PR #6874, opened 2016-08-12
More aggressively try to sanitize bad numbers, and delete any we can'…

DFurnes:
#### What's this PR do?

This PR updates the `sanitize-mobile-numbers` so that it removes any non-numeric characters before sending a malformed mobile field to the `dosomething_user_clean_mobile_number` function. 

This will let us salvage especially nasty fields like `+1234561234` or `123=456-1234`, and it'll just remove the field for that user if it's something _too_ crazy like `DONT- CAL` or `no` (real values).

👀 

🌵 
#### Relevant tickets

References #6409.
#### Checklist
- [ ] Tested on staging.

…t fix.


angaither:
🐑 it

■ ■ ■ ■ ■

**WHAT YOU ARE ASKED TO DO:**
Count each line of the material that includes the string "sanitize", then give only the total.

**PROBLEM SOLUTION:**
2